Our study has provided a new finding alongside the growing evidence that confirms the role of the cannabinoidergic system in the regulation of astrocytes-mediated neuronal circuits homeostasis maintaining, and metabolic support (Covelo A et al., 2021; Iannotti FA et al., 2016; Navarrete M and Araque AJN, 2010). Two lines of data supporting this, first, CB1 receptors expressed in the astrocytic membrane are potential modulators of neurotransmitter reuptake mechanisms by affecting both neurotransmitters and gliotransmitters release (Djeungoue-Petga MA and Hebert‐Chatelain EJB, 2017; Kovács A et al., 2017; Martinez Ramirez CE et al., 2022). Secondly, CB1 receptors expressed in the mitochondrial membrane of astrocytes have a noticeable effect on mitochondrial performance by decreasing ROS release (Achicallende Urcaregui S, 2021; Robledo‐Menendez A et al., 2022). Hence, that opens up novel strategies for exploring interventional therapy for neurodegenerative disorders through modulating astrocytes functions.

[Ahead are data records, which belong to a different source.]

PR #1287, opened 2026-08-06
(new core) Refuse contaminated benchmark measurements

aeplay:
Benchmarks silently accepted instrumentation flags that change the very timings they measure. A run with `JAZZ_REHYDRATE_TRACE` set produced a number that looked ordinary and was not.

This makes the refusal shared and total: a contaminated benchmark **exits 2** instead of reporting a figure.

## Mechanism

New crate `jazz-benchmark-guard` owns the single flag list and exits 2 naming the flag and why it contaminates. Wired into **all 17 Jazz benchmark targets, all 13 Jazz Sim targets, both Groove benchmarks**, the Groove/Jazz receipt tests, the in-tree OPFS and native-storage Criterion targets, and the Jazz receipt/benchmark examples.

Criterion targets carry an outer guard only — measurement functions are untouched, so the guard cannot itself perturb a timing.

## Which flags contaminate

Refused: `JAZZ_REHYDRATE_TRACE`, `GROOVE_PROFILE_HYDRATION_OPERATORS`, `GROOVE_TRACE_INDEX_BY`, `JAZZ_CLOSURE_TRACE`, `JAZZ_CAPABILITY_TRACE`, `JAZZ_CAPABILITY_TRACE_FILE`, `JAZZ_PROFILE_OUT`, `JAZZ_CUSTOMER_TRACE_TICKS`, `JAZZ_ALLOC_SITE_SAMPLE_RATE`, `JAZZ_ALLOC_SITE_MAX_SAMPLES`.

Deliberately **not** refused, with reasons: `JAZZ_PROFILE_FREQUENCY` (only configures an already-enabled profiler; the enabling flag `JAZZ_PROFILE_OUT` is guarded), `JAZZ_S3_HEADLINE_PROGRESS` (post-phase output), `JAZZ_PROFILE`/`JAZZ_BENCH_PROFILE` and workload-size flags (select labels and workloads), `JAZZ_BENCH_IGNORE_RESULT_DIRTY`/`JAZZ_RETAIN` (receipt retention metadata), and the OTel/test-server flags (server telemetry, off the benchmark path).

## Verification

Re-run independently of the implementing lane:

- `JAZZ_REHYDRATE_TRACE=1 cargo bench -p jazz --bench maintained_rehydrate_scaling` → **exit 2** with the named refusal
- the same bench with the flag unset → **exit 0**, completing normally — the guard does not false-positive
- `cargo test -p jazz-benchmark-guard` → **0** (2 passed), covering both the clean and contaminated environments

Exit codes read unpiped.

## Gates

`cargo check -p jazz-sim --benches` **0** · `cargo check --workspace --all-targets` **0** · `cargo test -p jazz` **0** · `cargo test -p groove` **0** · `cargo fmt --check` **0**

`cargo clippy --package jazz --all-targets -- -D warnings` → 101, from the pre-existing `clippy::type_complexity` in `crates/jazz/tests/warm_reopen_differential.rs:478`, unrelated to this change.

## Follow-ups for unmerged branches

Three benchmark entrypoints live only on their own branches and will need the guard when they land: `policy_cost_receipt.rs` (#1240), #1262's attributed hydration receipt (which should keep its attribution-only run separate and guard the uninstrumented timing run), and the unmerged scenarios behind #1237's S4 and #1267's `realistic_phase1` entrypoints — those two entrypoints exist on base and are already wired here.

### DIFF
--- a/Cargo.lock
+++ b/Cargo.lock
@@ -1407,6 +1407,7 @@ dependencies = [
  "bytes",
  "hdrhistogram",
  "internment",
+ "jazz-benchmark-guard",
  "opfs-btree",
  "paste",
  "postcard",
@@ -1950,6 +1951,7 @@ dependencies = [
  "hex",
  "insta",
  "internment",
+ "jazz-benchmark-guard",
  "jsonschema",
  "jsonwebtoken",
  "libc",
@@ -1988,6 +1990,10 @@ dependencies = [
 ]
 
 [[package]]
+name = "jazz-benchmark-guard"
+version = "0.1.0"
+
+[[package]]
 name = "jazz-napi"
 version = "0.1.0"
 dependencies = [
@@ -2016,6 +2022,7 @@ dependencies = [
  "diamond-types",
  "hdrhistogram",
  "jazz",
+ "jazz-benchmark-guard",
  "libc",
  "postcard",
  "pprof",
@@ -2778,6 +2785,7 @@ name = "opfs-btree"
 version = "0.1.0"
 dependencies = [
  "criterion",
+ "jazz-benchmark-guard",
  "js-sys",
  "rustc-hash",
  "serde",
--- a/Cargo.toml
+++ b/Cargo.toml
@@ -1,6 +1,7 @@
 [workspace]
 resolver = "2"
 members = [
+  "crates/benchmark-guard",
   "crates/groove",
   "crates/jazz",
   "crates/jazz-sim",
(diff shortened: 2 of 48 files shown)


aeplay:
CI triage: all three red checks are inherited from the base branch.

- **`lint`** — this branch predates #1286, so it still carries the mangled `INV-INC-2` row that makes `pnpm format:check` fail. #1286 fixes it and is **green on lint**, confirming the cause. Merging #1286 first and rebasing this clears it; nothing here needs changing.
- **`test-rust`** — the three known `catalogue_sync_integration` failures on base, gated on flat joins and array-relation output.
- **`test-ts`** — `Error: invalid offset` from `decodeRecordValueWithLayout` on base; a fix is in progress on `fix/native-row-codec-offset`.

This PR touches only benchmark entrypoints and adds a new guard crate, so it cannot affect any of the three.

Among limitations of our study, is that we don’t explore yet the underlining mechanism. Thus, a study on CB1 knockout mice by using a transgenic model is needed to confirm our hypotheses and greatly extend our knowledge of the molecular mechanisms underlying CBD effects much beyond what has been determined from the CB1 receptor-blocked model by SR141716A. In the current study, CBD effects were evaluated on metabolic and inflammatory parameters in LPS-stimulated primary astrocytes. Therefore, our findings highlight that LPS induced pro-inflammatory cytokines release is mediated by CB1, and this is the crucial point of our study. In this respect, we will conduct a future study to perform more specific experiments related to astrocytic inflammatory response to show how endocannabinoid system could regulate this response.